= Beginning of Section =
Issue #2192, opened 2026-02-23
4-stage blitz decode pipeline on single BH


dmadicTT:
Rely on https://github.com/tenstorrent/tt-metal/pull/38305/changes#diff-ec961b848ea1e53b64bd1f8faa62600fdeca18db5610042c579325c04d438696

PR #2195, opened 2026-02-23
Multi-stage blitz pipeline

dmadicTT:
Issue https://github.com/tenstorrent/tt-inference-server/issues/2192

This PR adds integration with the blitz decode pipeline introduced with this PR in metal: https://github.com/tenstorrent/tt-metal/pull/38305

It allows us to run the inference server on 4 stages on single BH galaxy. Multi-host pipeline is not yet supported.

We used the following test as reference https://github.com/tenstorrent/tt-metal/blob/main/models/demos/deepseek_v3_b1/tests/unit_tests/test_multi_host_pipeline.py#L458

image

### DIFF
--- a/tt-media-server/cpp_server/src/runners/llm_runner/backend/device_backend.cpp
+++ b/tt-media-server/cpp_server/src/runners/llm_runner/backend/device_backend.cpp
@@ -8,10 +8,6 @@ namespace llm_engine::backend {
 std::unique_ptr<IDeviceBackend> make_device_backend_mock(const Config& config);
 std::unique_ptr<IDeviceBackend> make_device_backend_ttrun(const Config& config);
 
-#ifdef USE_METAL_CPP_LIB
-std::unique_ptr<IDeviceBackend> make_device_backend_sockets(const Config& config);
-#endif
-
 std::unique_ptr<IDeviceBackend> make_device_backend(const Config& config) {
   switch (config.device) {
     case DeviceBackend::TtRun:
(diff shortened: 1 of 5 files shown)


tt-media-server/cpp_server/src/runners/llm_runner/backend/device_backend.cpp
```diff
@@ -0,0 +1,26 @@
...
+
+#include <iostream>
+
+namespace llm_engine::backend {
+
+std::unique_ptr<IDeviceBackend> make_device_backend_mock(const Config& config);
+std::unique_ptr<IDeviceBackend> make_device_backend_ttrun(const Config& config);
+
+#ifdef USE_METAL_CPP_LIB
+std::unique_ptr<IDeviceBackend> make_device_backend_sockets(const Config& config);
```
dmadicTT: We don't need this one but maybe `make_device_backend_ttrun` should be behind this `ifdef`

tt-media-server/cpp_server/src/runners/llm_runner/backend/ttrun_device_backend.cpp
```diff
@@ -0,0 +1,157 @@
...
+      ttrunConfig.script.data(),
+      nullptr
+    };
+
+    pid_t pid = fork();
+    if (pid < 0) {
+      throw std::runtime_error("TtRunDeviceBackend: fork failed");
+    }
+    if (pid == 0) {
+      setpgid(0, 0);  // become process group leader so killpg covers all descendants
```
dmadicTT: Nice!

PR #2196, opened 2026-02-24
Remove DecodeResult and fix embedding service

ztorlakTT:
- Remove the `DecodeResult` struct
- Fix embedding service device ID
- Add auth headers to embedding tests
- Extract the inline lambda in `LLMService::start_workers` into the shared `make_worker_config_for_process` helper.


fivanovicTT (approved):
LGTM

idjuricTT (approved):

PR #2215, opened 2026-02-26
Move ci config to inference

vmaksimovicTT:
Move the config for model CI runs from tt-shield to tt-inference repo, so that developers can easily add new models to different model CI runs without opening a PR in tt-shield

### DIFF
--- a/.gitignore
+++ b/.gitignore
@@ -55,7 +55,7 @@ scripts/examples/example_data
 !benchmarking/benchmark_targets/*.json
 !model_specs_output.json
 !tt-media-server/static/demos/images.json
-!.github/workflows/*.json
+.github/workflows/*.json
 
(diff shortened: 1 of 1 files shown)


tstescoTT:
Does an accompanying PR need to land in tt-sheild to change the default location to be in tt-inference-server repo `dev`? https://github.com/tenstorrent/tt-shield/blob/4fcf2efa38f7eabf3ed69b8fab2f94871fbb2655/.github/scripts/generate_model_ci_workflows/generate_ci_matrix.py#L23

Also whenever someone changes `models-ci-config.json` does this mean someone will need to manually run `generate_ci_matrix.py` in tt-shield and PR the diffs?

tstescoTT (approved):

PR #2227, opened 2026-02-26
Add prefill/decode split mode for LLM service

ztorlakTT:
## Summary
Enables the LLM service to operate in three modes controlled by the `LLM_MODE` environment variable:
- **`regular`** (default) — existing behavior, single server handles both prefill and decode
- **`prefill`** — receives prompts via socket from a decode server, runs prefill + generates one token, returns the result with the updated token sequence
- **`decode`** — accepts HTTP requests, forwards prompts via socket to a prefill server, receives the first token back, then continues decode generation locally

Socket roles are auto-configured from `LLM_MODE` (decode = server, prefill = client). Regular mode is unaffected and does not use sockets.

### Usage

- Start Decode Server
`LLM_MODE=decode SOCKET_HOST=0.0.0.0 SOCKET_PORT=9000 ./build/tt_media_server_cpp -p 8001`
- Start Prefill Server
`LLM_MODE=prefill SOCKET_HOST=10.32.17.193 SOCKET_PORT=9000 ./build/tt_media_server_cpp -p 8002`
- Test example
```
curl -X POST http://bh-glx-b09u02:8001/v1/completions \
  -H "Authorization: Bearer your-secret-key" \
  -d '{"prompt": "Hello, how are you?", "max_tokens": 15}'
```


tt-media-server/cpp_server/src/services/llm_service.cpp
```diff
@@ -379,4 +384,175 @@ void LLMService::post_process(domain::CompletionResponse&) const {
...
 }
 
+void LLMService::setup_socket_callbacks() {
+    if (mode_ == tt::config::LLMMode::DECODE_ONLY) {
+        socket_service_->setTaskResultCallback(
+            [this](const tt::sockets::TaskResultMessage& result) {
+                handle_socket_task_result(result);
+            });
+    } else if (mode_ == tt::config::LLMMode::PREFILL_ONLY) {
+        socket_service_->setTaskForwardCallback(
```
knovokmetTT: these namings are confusing... taskForwardCallback is the function that we will execute once we recieve the task?
Not very intuitive imo... I'd propose smth like TaskReceivedCallback and ResultReceivedCallback?
What do you think @idjuricTT @ztorlakTT

idjuricTT: Why not just prefillRequst and prefillResponse? 😄

tt-media-server/cpp_server/src/services/llm_service.cpp
dmadicTT: Thinking out loud:
I see the sockets as entry points into our system, similar to controllers.
Long-term I would think of having them on top of the service, where socket-controller can talk to socket-controller rather than service-to-service.
This would keep the service layer the same for both regular run and disaggregated run.

Image

PR #2255, opened 2026-03-03
fix: Auto-disable trace capture for models with built-in warmup

stisiTT:
## Summary

Extracted from #2129 for the v0.10.0 release.

- Auto-disable trace capture for models with `has_builtin_warmup=True` in the vLLM API server and evals, unless explicitly overridden by the user
- Auto-disable trace capture in stress tests for models with built-in warmup

Models with built-in warmup manage trace capture internally, so the background trace capture step is redundant and can cause issues.

## Files Changed

- `vllm-tt-metal-llama3/src/run_vllm_api_server.py` — skip background trace capture when `has_builtin_warmup` is set
- `evals/run_evals.py` — auto-add `--disable-trace-capture` flag when `has_builtin_warmup` is set
- `stress_tests/stress_tests_args.py` — auto-set `disable_trace_capture=True` for models with built-in warmup

## Test plan

- [ ] Verify models with `has_builtin_warmup=True` skip trace capture automatically
- [ ] Verify models without `has_builtin_warmup` are unaffected
- [ ] Verify explicit `--disable-trace-capture` flag still works as before

### DIFF
--- a/stress_tests/stress_tests_args.py
+++ b/stress_tests/stress_tests_args.py
@@ -89,7 +89,9 @@ class StressTestsArgs:
             device=runtime_config.device,
             service_port=runtime_config.service_port,
             # From RuntimeConfig (stress tests configuration)
-            disable_trace_capture=runtime_config.disable_trace_capture,
+            # Auto-disable trace capture if model has builtin warmup and user hasn't explicitly overridden
+            disable_trace_capture=runtime_config.disable_trace_capture
+            or getattr(model_spec, "has_builtin_warmup", False),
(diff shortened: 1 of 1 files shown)


bgoelTT:
Hmm okay for some reason when running just the `evals` workflow I still see trace capture occurring in both the server and from the evals workflow https://github.com/tenstorrent/tt-shield/actions/runs/22629542720/job/65575462510#step:21:880

@stisiTT can you please investigate?

bgoelTT:
Bypassing merge gate because only failure was due to cpp server threshold being off by <0.5ms

Given this PR does not change anything in `tt-media-server/` I think this is okay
= End of Section =
# WORK ITEM:
Search the data above for the word "opened", then gather each line in which it appears.

# TASK SOLUTION:
Issue #2192, opened 2026-02-23
PR #2195, opened 2026-02-23
PR #2196, opened 2026-02-24
PR #2215, opened 2026-02-26
PR #2227, opened 2026-02-26
PR #2255, opened 2026-03-03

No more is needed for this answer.